◆ WHAT YOU NEED TO DO
In full and unaltered, output the records below.

◆ RECORDS FOR THIS TASK
"""

PR #3724, opened 2026-07-24
Frontend: Fix lazy highlight.js aliases and autodetection

reakaleek:
## What

- Load all curated highlight.js grammars when a page or message contains any code block
- Route static docs and React Markdown through one async DOM highlighter
- Add tests for language aliases (`js`, `ts`, `jsx`) and unlabeled fence autodetection

## Why

- The lazy-load change from #3692 broke alias fences such as `js` and `ts`, and reduced autodetection to only eagerly registered grammars
- Authors and AI responses often use short language names, so blocks stayed uncolored

## Notes

- Pages without code blocks still load zero language chunks
- The first code-bearing page loads all curated grammars once per session, then caches them for later swaps and messages

### DIFF
--- a/src/Elastic.Documentation.Site/Assets/hljs.test.ts
+++ b/src/Elastic.Documentation.Site/Assets/hljs.test.ts
@@ -7,12 +7,14 @@ async function loadModule(): Promise<HljsModule> {
     return await import('./hljs')
 }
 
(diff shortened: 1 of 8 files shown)


reakaleek:
Merging to hotfix prod

PR #3734, opened 2026-07-27
Move page actions into breadcrumb bar on smaller viewports

Mpdreamz:
## Why

On medium and smaller viewports the right sidebar (TOC column) is hidden, but the page action links ("Report a docs issue", "Edit this page", version dropdown) were still rendered inside it — either invisible or pushing content down with empty block space. Short-content pages looked especially broken with large gaps above the heading.

## What

The breadcrumb bar now includes the page actions on non-lg screens, right-aligned via `ml-auto` and using `flex-wrap-reverse` so actions sit above breadcrumbs when the row wraps. On lg+ the actions remain in the right sidebar as before — no duplication thanks to paired `lg:hidden` / `hidden lg:block` classes.

Also scopes `justify-end` on the main content container to `lg:` only, fixing a layout issue where content was pushed to the bottom of the flex-col container on medium viewports.

## Before

https://github.com/user-attachments/assets/581d0276-7bda-49f7-b7d8-42d9cf6d0099

## After

https://github.com/user-attachments/assets/77c873f1-daba-4c04-aa3c-a1e52e87cb18

### DIFF
--- a/src/Elastic.Markdown/Layout/_Breadcrumbs.cshtml
+++ b/src/Elastic.Markdown/Layout/_Breadcrumbs.cshtml
@@ -1,3 +1,4 @@
+@using Elastic.Documentation.Configuration.Toc
 @inherits RazorSlice<Elastic.Markdown.MarkdownLayoutViewModel>
 @functions {
 	static string StripBadge(string t) =>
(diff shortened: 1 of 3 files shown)


theletterf:
@Mpdreamz Got a screenshot or before/after comparison?

Mpdreamz:
@theletterf @reakaleek attached before and after videos.

theletterf (dismissed):
@Mpdreamz I think the most valuable items to keep visible on top should be:

- "View as Markdown" (or even better, a Copy to LLM button, if we had one)
- The version selector

The others I would keep hidden or move to the bottom, because I don't expect anyone to edit a doc or report an issue from the mobile view.

In the context of a wider redesign of these buttons, though, I wonder if we really need to touch this now (a patch is fine). @itsalexcm might have ideas on overall interaction elements' placement.

reakaleek:
> @Mpdreamz I think the most valuable items to keep visible on top should be:
> 
> * "View as Markdown" (or even better, a Copy to LLM button, if we had one)
> * The version selector
> 
> The others I would keep hidden or move to the bottom, because I don't expect anyone to edit a doc or report an issue from the mobile view.
> 
> In the context of a wider redesign of these buttons, though, I wonder if we really need to touch this now (a patch is fine). @itsalexcm might have ideas on overall interaction elements' placement.

I would actually disagree. You can easily edit a typo from your phone. But I don't think anyone will open the markdown.

But you touched points on something... a user would definitely use a button like "Ask in ChatGPT/Gemini/Claude" on mobile

reakaleek (approved):

reakaleek:
IMO there should be a bit spacing after the page actions and the content on the mobile view.. but nothing blocking. This is definitely a needed fix.

reakaleek:
I will start a deep research around this topic..

But IIRC, CTAs in the third column are actualy an anti-pattern, because it's the least noticed column.. users actually ignore it.


Let's get the fix in and think about this in a follow-up.

P.S. Seems like there is even a term for it: "[Right-rail blindness](https://www.nngroup.com/articles/fight-right-rail-blindness/)"

Mpdreamz:
++ this whole thing is ripe for re-eval thanks for raising it @theletterf and @reakaleek 

Getting this fix in so we can focus on that.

"""

◆ RESULT OF THIS TASK
PR #3724, opened 2026-07-24
Frontend: Fix lazy highlight.js aliases and autodetection

reakaleek:
## What

- Load all curated highlight.js grammars when a page or message contains any code block
- Route static docs and React Markdown through one async DOM highlighter
- Add tests for language aliases (`js`, `ts`, `jsx`) and unlabeled fence autodetection

## Why

- The lazy-load change from #3692 broke alias fences such as `js` and `ts`, and reduced autodetection to only eagerly registered grammars
- Authors and AI responses often use short language names, so blocks stayed uncolored

## Notes

- Pages without code blocks still load zero language chunks
- The first code-bearing page loads all curated grammars once per session, then caches them for later swaps and messages

### DIFF
--- a/src/Elastic.Documentation.Site/Assets/hljs.test.ts
+++ b/src/Elastic.Documentation.Site/Assets/hljs.test.ts
@@ -7,12 +7,14 @@ async function loadModule(): Promise<HljsModule> {
     return await import('./hljs')
 }
 
(diff shortened: 1 of 8 files shown)


reakaleek:
Merging to hotfix prod

PR #3734, opened 2026-07-27
Move page actions into breadcrumb bar on smaller viewports

Mpdreamz:
## Why

On medium and smaller viewports the right sidebar (TOC column) is hidden, but the page action links ("Report a docs issue", "Edit this page", version dropdown) were still rendered inside it — either invisible or pushing content down with empty block space. Short-content pages looked especially broken with large gaps above the heading.

## What

The breadcrumb bar now includes the page actions on non-lg screens, right-aligned via `ml-auto` and using `flex-wrap-reverse` so actions sit above breadcrumbs when the row wraps. On lg+ the actions remain in the right sidebar as before — no duplication thanks to paired `lg:hidden` / `hidden lg:block` classes.

Also scopes `justify-end` on the main content container to `lg:` only, fixing a layout issue where content was pushed to the bottom of the flex-col container on medium viewports.

## Before

https://github.com/user-attachments/assets/581d0276-7bda-49f7-b7d8-42d9cf6d0099

## After

https://github.com/user-attachments/assets/77c873f1-daba-4c04-aa3c-a1e52e87cb18

### DIFF
--- a/src/Elastic.Markdown/Layout/_Breadcrumbs.cshtml
+++ b/src/Elastic.Markdown/Layout/_Breadcrumbs.cshtml
@@ -1,3 +1,4 @@
+@using Elastic.Documentation.Configuration.Toc
 @inherits RazorSlice<Elastic.Markdown.MarkdownLayoutViewModel>
 @functions {
 	static string StripBadge(string t) =>
(diff shortened: 1 of 3 files shown)


theletterf:
@Mpdreamz Got a screenshot or before/after comparison?

Mpdreamz:
@theletterf @reakaleek attached before and after videos.

theletterf (dismissed):
@Mpdreamz I think the most valuable items to keep visible on top should be:

- "View as Markdown" (or even better, a Copy to LLM button, if we had one)
- The version selector

The others I would keep hidden or move to the bottom, because I don't expect anyone to edit a doc or report an issue from the mobile view.

In the context of a wider redesign of these buttons, though, I wonder if we really need to touch this now (a patch is fine). @itsalexcm might have ideas on overall interaction elements' placement.

reakaleek:
> @Mpdreamz I think the most valuable items to keep visible on top should be:
> 
> * "View as Markdown" (or even better, a Copy to LLM button, if we had one)
> * The version selector
> 
> The others I would keep hidden or move to the bottom, because I don't expect anyone to edit a doc or report an issue from the mobile view.
> 
> In the context of a wider redesign of these buttons, though, I wonder if we really need to touch this now (a patch is fine). @itsalexcm might have ideas on overall interaction elements' placement.

I would actually disagree. You can easily edit a typo from your phone. But I don't think anyone will open the markdown.

But you touched points on something... a user would definitely use a button like "Ask in ChatGPT/Gemini/Claude" on mobile

reakaleek (approved):

reakaleek:
IMO there should be a bit spacing after the page actions and the content on the mobile view.. but nothing blocking. This is definitely a needed fix.

reakaleek:
I will start a deep research around this topic..

But IIRC, CTAs in the third column are actualy an anti-pattern, because it's the least noticed column.. users actually ignore it.


Let's get the fix in and think about this in a follow-up.

P.S. Seems like there is even a term for it: "[Right-rail blindness](https://www.nngroup.com/articles/fight-right-rail-blindness/)"

Mpdreamz:
++ this whole thing is ripe for re-eval thanks for raising it @theletterf and @reakaleek 

Getting this fix in so we can focus on that.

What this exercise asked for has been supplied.